E lì, essendomela trovata accanto dopo quasi quarant’anni, ero stato indisciplinato e felice, inappropriato e maleducatissimo. Però, ero preoccupatissimo per quel che avrebbero detto le ragazze del gruppo di Lidia Ravera, la quale, essendo anche molto disciplinata mi ricordava la comandante delle ragazze aviatrici in Goldfinger, secondo o terzo 007 dei miei anni Sessanta. Benché il mio romanzo sull’amore rimesso in cammino fra Tello e Danielle sia ancora in fattura (per colpa del Covid19 che ha sparigliato tutto rallentandomi) so di muovermi in un contesto di sole donne che scrivono come donne e di cui avverto sia la diversità che l’attrazione, benché io appaia come un bruto. E questo mio bruto, nel dialogo finale degli Incontri Ravvicinati non ne vuole saperne di perdere la donna amata dimenticata ma riemersa come un sottomarino in cerca d’aria. Con lei, riemerge un passato che ognuno ricordava a modo suo. Non siamo forse unici e irripetibili? Non c’è una memoria condivisa ma solo una febbre che brucia ricordi. Ed arriva il giorno stesso il lockdown, il golpe degli amori agli arresti. Intanto, l’alieno virus ci aggancia e si rifà il look replicandosi nei nostri polmoni. Così, l’impossibilità diventa un charachter, un personaggio nemico e non un fondale di scena, come da sempre per tutti gli amori durante le occupazioni di guerra, gli apartheid, i rapporti fra padrone e schiavo, tra sano e malato, fra bianco e nero, giovane e vecchio, maschio e femmina e tutti gli sciamo di amori trasversali.

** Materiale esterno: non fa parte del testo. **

PR #623, opened 2025-06-09
Update home page to v2

SO9010:
@jacksongoode can you have a quick look through this, it had to be updated to v2.

### DIFF
--- a/psst-gui/src/webapi/client.rs
+++ b/psst-gui/src/webapi/client.rs
@@ -15,6 +15,7 @@ use druid::{
 };
 
 use itertools::Itertools;
+use log::info;
 use once_cell::sync::OnceCell;
 use parking_lot::Mutex;
 use serde::{de::DeserializeOwned, Deserialize};
@@ -300,13 +301,13 @@ impl WebApi {
 
     fn load_and_return_home_section(&self, request: &RequestBuilder) -> Result<MixedView, Error> {
         #[derive(Deserialize)]
-        pub struct Welcome {
-            data: WelcomeData,
+        pub struct Root {
+            data: Data,
         }
 
         #[derive(Deserialize)]
         #[serde(rename_all = "camelCase")]
-        pub struct WelcomeData {
+        pub struct Data {
             home_sections: HomeSections,
         }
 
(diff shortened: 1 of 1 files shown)


psst-gui/src/webapi/client.rs
```diff
@@ -1100,50 +1098,52 @@ impl WebApi {
...
+                .set_base_uri("api-partner.spotify.com")
+                .header("app-platform", "WebPlayer")
+                .header("Content-Type", "application/json");
 
         // Extract the playlists
         self.load_and_return_home_section(request)
     }
 
     pub fn get_made_for_you(&self) -> Result<MixedView, Error> {
         // 0JQ5DAUnp4wcj0bCb3wh3S -> Daily mixes
```
jacksongoode, line 1145: This comment should be changed too.

psst-gui/src/webapi/client.rs
```diff
@@ -1100,50 +1098,52 @@ impl WebApi {
...
 
-        let request = &RequestBuilder::new(
-            format!("http://{}/{}", "ip-api.com", "json"),
-            Method::Get,
-            None,
-        )
-        .query("fields", "260")
-        .header("Authorization", format!("Bearer {token}"));
-
-        let result: Cached<User> = self.load_cached(request, "User_info", "usrinfo")?;
```
jacksongoode, line 1111: Why are we no longer using Cached<User>?

psst-gui/src/webapi/client.rs
```diff
@@ -300,13 +301,13 @@ impl WebApi {
...
-        pub struct Welcome {
-            data: WelcomeData,
+        pub struct Root {
+            data: Data,
         }
 
         #[derive(Deserialize)]
         #[serde(rename_all = "camelCase")]
-        pub struct WelcomeData {
+        pub struct Data {
```
jacksongoode, line 310: Was there a reason these were renamed?

jacksongoode (changes requested):
Had a few questions.

psst-gui/src/webapi/client.rs
SO9010: No sorry! I was running into issues when trying to rewrite it to work with the v2 version of the api and i was seeing if the issue was the deserde, those are just left over artifacts.

SO9010: Reverted now

psst-gui/src/webapi/client.rs
SO9010: I think I get what you mean, changed from daily mixes to made for you

psst-gui/src/webapi/client.rs
jacksongoode: Hmm, I think we ought to cache it, otherwise there will be latency in hitting `ip-api.com` everytime we load the home section.

jacksongoode (approved):
Small a few small adjustments, feel free to merge.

In Tello e Danielle esploro la riemersione: la ragazza che chiese come atto di cortesia, ma senza – per favore! – alcun seguito, di essere liberata dall’impaccio della verginità con conseguenze che riaffiorano come mine antiuomo sotto forma di domande in cerca di risposta creando nuova energia. Mi rendo conto di razzolare fra amori già avvenuti ma non morti, perché so che gli amori, i veri amori, non sono mai morti. Sono come vampiri storditi che chiedono una occasione, una sola, per tornare. Forse, questo è il mio minuscolo marchio, l’amore vivo nella terza vita che, imperterrito, spinge con forza verso Incontri Ravvicinati altrimenti incolmabili perché non si può ignorare l’invecchiamento, ma lo si può decifrare lentamente con meraviglia senza ripetere l’antico. Sapete che vi dico? Se va, va.